Issue #3876, opened 2023-01-06
Render errors rather than redirecting?


gravitystorm:
We currently have a few "error" pages, including from the errors_controller but also other pages like site_controller/offline. To show these pages, users typically go through this flow:

* Attempt to view page A
* Something in A triggers an error
* User receives a redirect to the error page B
* User views the error on page B

It's not clear to me what advantage, if any, there is being redirected. The alternative would be that when an error (or similar) is reached in the controller, it renders the error page from a shared template. That avoids having any redirects, and it avoids changing the URL. For example, if you find a page that triggers a 500 internal server error, your can copy the link into the bug report more easily :smile:

I haven't come across any other sites that follow this redirect-to-error-page approach. I'm curious as to whether this is deliberate or whether it's just happened this way over for historical reasons.

PR #5131, opened 2024-08-30
Update error pages

AntonKhorev:
You can debate what changes are needed on error pages.  #5130 does some, referring to #3532, but that issue proposes some things I wouldn't agree with.

For comparison here's what I'd change.

image
image
image

### DIFF
--- a/app/views/layouts/_meta.html.erb
+++ b/app/views/layouts/_meta.html.erb
@@ -1,3 +1,5 @@
+<meta http-equiv="X-UA-Compatible" content="IE=edge" />
+<meta name="viewport" content="width=device-width, initial-scale=1">
 <% [57, 60, 72, 76, 114, 120, 144, 152, 180].each do |size| -%>
 <%= favicon_link_tag "apple-touch-icon-#{size}x#{size}.png", :rel => "apple-touch-icon", :sizes => "#{size}x#{size}", :type => "image/png" %>
 <% end -%>
--- a/app/assets/stylesheets/errors.scss
+++ b/app/assets/stylesheets/errors.scss
@@ -1,3 +1,7 @@
+body {
+  font-family: system-ui;
+}
+
 .logo {
   float: left;
   margin: 10px;
--- a/app/assets/stylesheets/errors.scss
+++ b/app/assets/stylesheets/errors.scss
@@ -1,18 +1,43 @@
 body {
+  margin: 1rem;
+  margin-top: 2rem;
   font-family: system-ui;
 }
 
-.logo {
-  float: left;
-  margin: 10px;
+main {
+  display: flex;
+  flex-direction: column;
+  align-items: center;
+  gap: 1rem 2rem;
+  max-width: 960px;
 
-  img {
-    display: block;
-    max-width: 100%;
-    height: auto;
+  .logo {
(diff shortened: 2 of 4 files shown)


kcne:
Maybe also add a back to homepage link since it's not really visually clear and intuitive that clicking on OSM logo navigates to homepage.

AntonKhorev:
I looked at previous discussions and I'm a little surprised about this "back to homepage link". Why is is necessarily "back"? If I came to osm through a broken link and landed on the 404 page, I'm not going "back" to any homepage.

kcne:
I appreciate your point about the term "back" possibly implying a prior visit to OSM, which might not always be the case.

However, the core issue here is user experience and intuitiveness. While a user might not be "going back" in all scenarios, the primary intent of a "back to homepage" link is to provide a clear and intuitive way to navigate to a familiar starting point—in this case OSM.

Clicking on the logo to return to the homepage is a common web convention, but it’s not universally understood by all users. Therefore, having a clearly labeled link offers an additional, explicit option for a broader range of users, including those who may not immediately recognize the logo as a navigational element.

It doesn't have to be named "back to homepage," but I still believe having a link that clearly navigates to openstreetmap.org is a good way to give users the option to continue to OSM, even if they landed on an error page.

AntonKhorev:
> having a clearly labeled link offers an additional, explicit option for a broader range of users

There's a different opinion in https://github.com/openstreetmap/openstreetmap-website/pull/1550#issuecomment-525766131, but it doesn't really matter for this PR because I'm not changing the text of the page. If you think an extra homepage link is necessary on the 404 page or on every error page, you can add it without doing anything I do here, unless you want this link styled as a Bootstrap button.

nenad-vujicic:
Honestly, adding URL for which an error occurred (unless #3876 is resolved) or Page URL + actions (user actions, not stack / call trace) after which error occurred sound much better option than home / root URL or leaving nothing? But, I agree this will take much more time and is not part of #5130  #5131 . I apologize if this is too off-topic.

nenad-vujicic:
> Honestly, adding URL for which an error occurred (unless #3876 is resolved) or Page URL + actions (user actions, not stack / call trace) after which error occurred sound much better option than home / root URL or leaving nothing? But, I agree this will take much more time and is not part of #5130 #5131 . I apologize if this is too off-topic.

Also, perhaps we should move toward reporting errors through flash[] mechanism (i.e. using bootstrap alerts) and leave these super-simple error pages for fatal errors only? Again, I apologize for going off-topic, I would just like to read your thoughts.

app/views/layouts/_meta.html.erb
```diff
@@ -1,3 +1,5 @@
+<meta http-equiv="X-UA-Compatible" content="IE=edge" />
```
nertc, line 1: I know that these two lines were copied from the `_head.html.erb`, but for the consistency of this file, I think, it will be better if we use `<%= tag.meta ... %>` instead.

tomhughes:
Most of the discussion here seems to be about whether this goes far enough but I don't see any significant complaints about the things this does do, and it looks good to me so I'm going to merge it.

If people want to propose additional changes in other PRs then please feel free to do so.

——

What to produce ▸ Restate the data word for word, leaving nothing out.

Written answer ▸
Issue #3876, opened 2023-01-06
Render errors rather than redirecting?


gravitystorm:
We currently have a few "error" pages, including from the errors_controller but also other pages like site_controller/offline. To show these pages, users typically go through this flow:

* Attempt to view page A
* Something in A triggers an error
* User receives a redirect to the error page B
* User views the error on page B

It's not clear to me what advantage, if any, there is being redirected. The alternative would be that when an error (or similar) is reached in the controller, it renders the error page from a shared template. That avoids having any redirects, and it avoids changing the URL. For example, if you find a page that triggers a 500 internal server error, your can copy the link into the bug report more easily :smile:

I haven't come across any other sites that follow this redirect-to-error-page approach. I'm curious as to whether this is deliberate or whether it's just happened this way over for historical reasons.

PR #5131, opened 2024-08-30
Update error pages

AntonKhorev:
You can debate what changes are needed on error pages.  #5130 does some, referring to #3532, but that issue proposes some things I wouldn't agree with.

For comparison here's what I'd change.

image
image
image

### DIFF
--- a/app/views/layouts/_meta.html.erb
+++ b/app/views/layouts/_meta.html.erb
@@ -1,3 +1,5 @@
+<meta http-equiv="X-UA-Compatible" content="IE=edge" />
+<meta name="viewport" content="width=device-width, initial-scale=1">
 <% [57, 60, 72, 76, 114, 120, 144, 152, 180].each do |size| -%>
 <%= favicon_link_tag "apple-touch-icon-#{size}x#{size}.png", :rel => "apple-touch-icon", :sizes => "#{size}x#{size}", :type => "image/png" %>
 <% end -%>
--- a/app/assets/stylesheets/errors.scss
+++ b/app/assets/stylesheets/errors.scss
@@ -1,3 +1,7 @@
+body {
+  font-family: system-ui;
+}
+
 .logo {
   float: left;
   margin: 10px;
--- a/app/assets/stylesheets/errors.scss
+++ b/app/assets/stylesheets/errors.scss
@@ -1,18 +1,43 @@
 body {
+  margin: 1rem;
+  margin-top: 2rem;
   font-family: system-ui;
 }
 
-.logo {
-  float: left;
-  margin: 10px;
+main {
+  display: flex;
+  flex-direction: column;
+  align-items: center;
+  gap: 1rem 2rem;
+  max-width: 960px;
 
-  img {
-    display: block;
-    max-width: 100%;
-    height: auto;
+  .logo {
(diff shortened: 2 of 4 files shown)


kcne:
Maybe also add a back to homepage link since it's not really visually clear and intuitive that clicking on OSM logo navigates to homepage.

AntonKhorev:
I looked at previous discussions and I'm a little surprised about this "back to homepage link". Why is is necessarily "back"? If I came to osm through a broken link and landed on the 404 page, I'm not going "back" to any homepage.

kcne:
I appreciate your point about the term "back" possibly implying a prior visit to OSM, which might not always be the case.

However, the core issue here is user experience and intuitiveness. While a user might not be "going back" in all scenarios, the primary intent of a "back to homepage" link is to provide a clear and intuitive way to navigate to a familiar starting point—in this case OSM.

Clicking on the logo to return to the homepage is a common web convention, but it’s not universally understood by all users. Therefore, having a clearly labeled link offers an additional, explicit option for a broader range of users, including those who may not immediately recognize the logo as a navigational element.

It doesn't have to be named "back to homepage," but I still believe having a link that clearly navigates to openstreetmap.org is a good way to give users the option to continue to OSM, even if they landed on an error page.

AntonKhorev:
> having a clearly labeled link offers an additional, explicit option for a broader range of users

There's a different opinion in https://github.com/openstreetmap/openstreetmap-website/pull/1550#issuecomment-525766131, but it doesn't really matter for this PR because I'm not changing the text of the page. If you think an extra homepage link is necessary on the 404 page or on every error page, you can add it without doing anything I do here, unless you want this link styled as a Bootstrap button.

nenad-vujicic:
Honestly, adding URL for which an error occurred (unless #3876 is resolved) or Page URL + actions (user actions, not stack / call trace) after which error occurred sound much better option than home / root URL or leaving nothing? But, I agree this will take much more time and is not part of #5130  #5131 . I apologize if this is too off-topic.

nenad-vujicic:
> Honestly, adding URL for which an error occurred (unless #3876 is resolved) or Page URL + actions (user actions, not stack / call trace) after which error occurred sound much better option than home / root URL or leaving nothing? But, I agree this will take much more time and is not part of #5130 #5131 . I apologize if this is too off-topic.

Also, perhaps we should move toward reporting errors through flash[] mechanism (i.e. using bootstrap alerts) and leave these super-simple error pages for fatal errors only? Again, I apologize for going off-topic, I would just like to read your thoughts.

app/views/layouts/_meta.html.erb
```diff
@@ -1,3 +1,5 @@
+<meta http-equiv="X-UA-Compatible" content="IE=edge" />
```
nertc, line 1: I know that these two lines were copied from the `_head.html.erb`, but for the consistency of this file, I think, it will be better if we use `<%= tag.meta ... %>` instead.

tomhughes:
Most of the discussion here seems to be about whether this goes far enough but I don't see any significant complaints about the things this does do, and it looks good to me so I'm going to merge it.

If people want to propose additional changes in other PRs then please feel free to do so.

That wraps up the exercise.